◆ Work to complete: Nothing but the lines from the start of the records through the line that contains "Note that there" is to be copied, and each is to be copied exactly.

◆ Source material:
____

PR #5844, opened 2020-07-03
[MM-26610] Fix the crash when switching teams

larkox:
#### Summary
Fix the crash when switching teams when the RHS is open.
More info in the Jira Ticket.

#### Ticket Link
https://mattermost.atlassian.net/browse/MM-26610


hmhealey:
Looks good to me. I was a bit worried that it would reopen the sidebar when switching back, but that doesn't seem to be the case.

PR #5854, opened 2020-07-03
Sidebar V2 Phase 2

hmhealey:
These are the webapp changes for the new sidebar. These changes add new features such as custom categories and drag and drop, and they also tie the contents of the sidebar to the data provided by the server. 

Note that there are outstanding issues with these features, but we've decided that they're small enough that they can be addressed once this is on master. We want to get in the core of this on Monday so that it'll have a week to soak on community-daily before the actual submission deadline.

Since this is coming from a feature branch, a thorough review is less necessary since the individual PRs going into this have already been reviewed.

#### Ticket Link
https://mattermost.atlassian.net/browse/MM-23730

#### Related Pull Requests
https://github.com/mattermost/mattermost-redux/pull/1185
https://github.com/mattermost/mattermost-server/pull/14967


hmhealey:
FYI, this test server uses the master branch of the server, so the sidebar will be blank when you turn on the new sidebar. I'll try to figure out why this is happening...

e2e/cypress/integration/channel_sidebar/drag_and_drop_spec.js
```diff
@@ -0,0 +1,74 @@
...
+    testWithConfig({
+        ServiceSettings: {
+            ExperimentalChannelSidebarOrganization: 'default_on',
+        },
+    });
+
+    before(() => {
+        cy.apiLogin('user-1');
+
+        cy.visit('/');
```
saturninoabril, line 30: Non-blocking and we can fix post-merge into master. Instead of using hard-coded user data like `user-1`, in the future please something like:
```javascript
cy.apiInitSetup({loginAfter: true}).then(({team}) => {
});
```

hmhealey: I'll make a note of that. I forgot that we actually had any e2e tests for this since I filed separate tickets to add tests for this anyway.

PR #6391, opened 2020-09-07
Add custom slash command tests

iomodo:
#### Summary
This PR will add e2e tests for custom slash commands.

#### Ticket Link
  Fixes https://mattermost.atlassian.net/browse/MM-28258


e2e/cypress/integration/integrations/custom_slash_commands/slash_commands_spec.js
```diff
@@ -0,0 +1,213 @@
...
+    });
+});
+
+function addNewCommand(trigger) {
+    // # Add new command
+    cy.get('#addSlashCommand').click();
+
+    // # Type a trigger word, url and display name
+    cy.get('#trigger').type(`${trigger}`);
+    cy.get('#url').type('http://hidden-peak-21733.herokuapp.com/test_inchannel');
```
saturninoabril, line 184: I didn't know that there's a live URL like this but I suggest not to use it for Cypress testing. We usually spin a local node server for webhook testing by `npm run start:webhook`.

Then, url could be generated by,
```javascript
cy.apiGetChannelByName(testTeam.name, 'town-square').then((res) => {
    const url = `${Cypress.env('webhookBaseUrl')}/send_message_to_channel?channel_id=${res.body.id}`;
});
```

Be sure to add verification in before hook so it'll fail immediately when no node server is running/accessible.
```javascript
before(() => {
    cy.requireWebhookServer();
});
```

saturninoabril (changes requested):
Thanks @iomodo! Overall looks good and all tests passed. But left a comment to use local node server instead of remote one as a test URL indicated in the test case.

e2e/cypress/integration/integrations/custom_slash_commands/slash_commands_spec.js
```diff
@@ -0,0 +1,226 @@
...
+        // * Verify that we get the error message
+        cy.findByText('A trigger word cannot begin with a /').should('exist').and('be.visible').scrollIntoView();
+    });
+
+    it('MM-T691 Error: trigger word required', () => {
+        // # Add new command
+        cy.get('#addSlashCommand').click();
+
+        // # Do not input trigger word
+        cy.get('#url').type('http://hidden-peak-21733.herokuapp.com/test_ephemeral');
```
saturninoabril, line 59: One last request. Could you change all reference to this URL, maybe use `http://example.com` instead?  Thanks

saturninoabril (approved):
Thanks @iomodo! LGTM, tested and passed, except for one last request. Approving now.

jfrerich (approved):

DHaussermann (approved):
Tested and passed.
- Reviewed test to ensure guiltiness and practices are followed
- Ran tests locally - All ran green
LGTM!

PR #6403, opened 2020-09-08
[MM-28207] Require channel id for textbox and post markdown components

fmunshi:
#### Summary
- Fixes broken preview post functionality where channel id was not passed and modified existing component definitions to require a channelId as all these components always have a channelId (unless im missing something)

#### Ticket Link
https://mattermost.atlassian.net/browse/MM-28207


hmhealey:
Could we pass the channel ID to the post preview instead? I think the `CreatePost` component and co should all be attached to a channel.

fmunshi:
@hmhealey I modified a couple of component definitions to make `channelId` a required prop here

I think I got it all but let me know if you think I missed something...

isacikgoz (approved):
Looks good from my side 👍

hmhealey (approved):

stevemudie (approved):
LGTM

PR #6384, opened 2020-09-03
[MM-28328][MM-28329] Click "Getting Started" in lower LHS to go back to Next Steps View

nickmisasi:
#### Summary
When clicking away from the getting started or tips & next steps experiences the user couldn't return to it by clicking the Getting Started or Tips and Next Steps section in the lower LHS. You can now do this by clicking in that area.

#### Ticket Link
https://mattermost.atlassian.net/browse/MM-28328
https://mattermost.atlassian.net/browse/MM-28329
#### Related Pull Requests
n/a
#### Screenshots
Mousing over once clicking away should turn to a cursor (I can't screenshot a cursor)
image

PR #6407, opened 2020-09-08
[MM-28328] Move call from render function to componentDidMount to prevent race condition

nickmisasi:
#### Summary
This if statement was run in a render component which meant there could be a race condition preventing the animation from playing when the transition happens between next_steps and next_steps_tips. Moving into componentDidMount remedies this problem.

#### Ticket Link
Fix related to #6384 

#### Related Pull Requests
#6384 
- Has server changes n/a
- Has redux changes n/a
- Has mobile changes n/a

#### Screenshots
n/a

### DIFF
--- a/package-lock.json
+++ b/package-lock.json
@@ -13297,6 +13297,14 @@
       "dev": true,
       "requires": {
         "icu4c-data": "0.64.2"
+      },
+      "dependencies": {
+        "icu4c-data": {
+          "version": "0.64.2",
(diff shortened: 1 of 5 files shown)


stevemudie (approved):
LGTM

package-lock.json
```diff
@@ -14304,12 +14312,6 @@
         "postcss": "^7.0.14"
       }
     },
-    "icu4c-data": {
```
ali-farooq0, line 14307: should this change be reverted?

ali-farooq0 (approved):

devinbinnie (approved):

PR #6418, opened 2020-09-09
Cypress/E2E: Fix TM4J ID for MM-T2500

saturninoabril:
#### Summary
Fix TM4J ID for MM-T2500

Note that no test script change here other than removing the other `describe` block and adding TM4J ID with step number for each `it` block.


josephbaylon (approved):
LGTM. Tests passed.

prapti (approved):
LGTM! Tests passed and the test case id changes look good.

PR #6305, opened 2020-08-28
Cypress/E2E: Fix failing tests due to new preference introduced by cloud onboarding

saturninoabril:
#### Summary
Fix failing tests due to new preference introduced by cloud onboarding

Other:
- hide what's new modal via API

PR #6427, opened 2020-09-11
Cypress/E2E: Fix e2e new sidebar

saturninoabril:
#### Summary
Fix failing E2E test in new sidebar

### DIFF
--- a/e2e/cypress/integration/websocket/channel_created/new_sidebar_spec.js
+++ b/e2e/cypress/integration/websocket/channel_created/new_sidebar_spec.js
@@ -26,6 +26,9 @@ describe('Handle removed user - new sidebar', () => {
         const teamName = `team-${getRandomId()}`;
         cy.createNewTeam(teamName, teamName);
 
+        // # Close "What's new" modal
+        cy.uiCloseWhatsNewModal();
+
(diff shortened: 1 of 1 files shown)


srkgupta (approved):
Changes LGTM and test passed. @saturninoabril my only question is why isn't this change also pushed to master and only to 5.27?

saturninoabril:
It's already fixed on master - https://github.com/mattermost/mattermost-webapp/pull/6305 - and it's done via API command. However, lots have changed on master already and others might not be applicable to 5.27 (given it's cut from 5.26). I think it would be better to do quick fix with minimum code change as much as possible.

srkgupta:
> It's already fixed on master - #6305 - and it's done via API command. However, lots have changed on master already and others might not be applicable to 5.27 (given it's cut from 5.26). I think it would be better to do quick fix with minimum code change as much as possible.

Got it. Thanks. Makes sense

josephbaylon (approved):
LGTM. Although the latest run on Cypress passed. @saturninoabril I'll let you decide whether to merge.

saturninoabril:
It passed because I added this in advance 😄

____

◆ Solution for this problem:
PR #5844, opened 2020-07-03
[MM-26610] Fix the crash when switching teams

larkox:
#### Summary
Fix the crash when switching teams when the RHS is open.
More info in the Jira Ticket.

#### Ticket Link
https://mattermost.atlassian.net/browse/MM-26610


hmhealey:
Looks good to me. I was a bit worried that it would reopen the sidebar when switching back, but that doesn't seem to be the case.

PR #5854, opened 2020-07-03
Sidebar V2 Phase 2

hmhealey:
These are the webapp changes for the new sidebar. These changes add new features such as custom categories and drag and drop, and they also tie the contents of the sidebar to the data provided by the server. 

Note that there are outstanding issues with these features, but we've decided that they're small enough that they can be addressed once this is on master. We want to get in the core of this on Monday so that it'll have a week to soak on community-daily before the actual submission deadline.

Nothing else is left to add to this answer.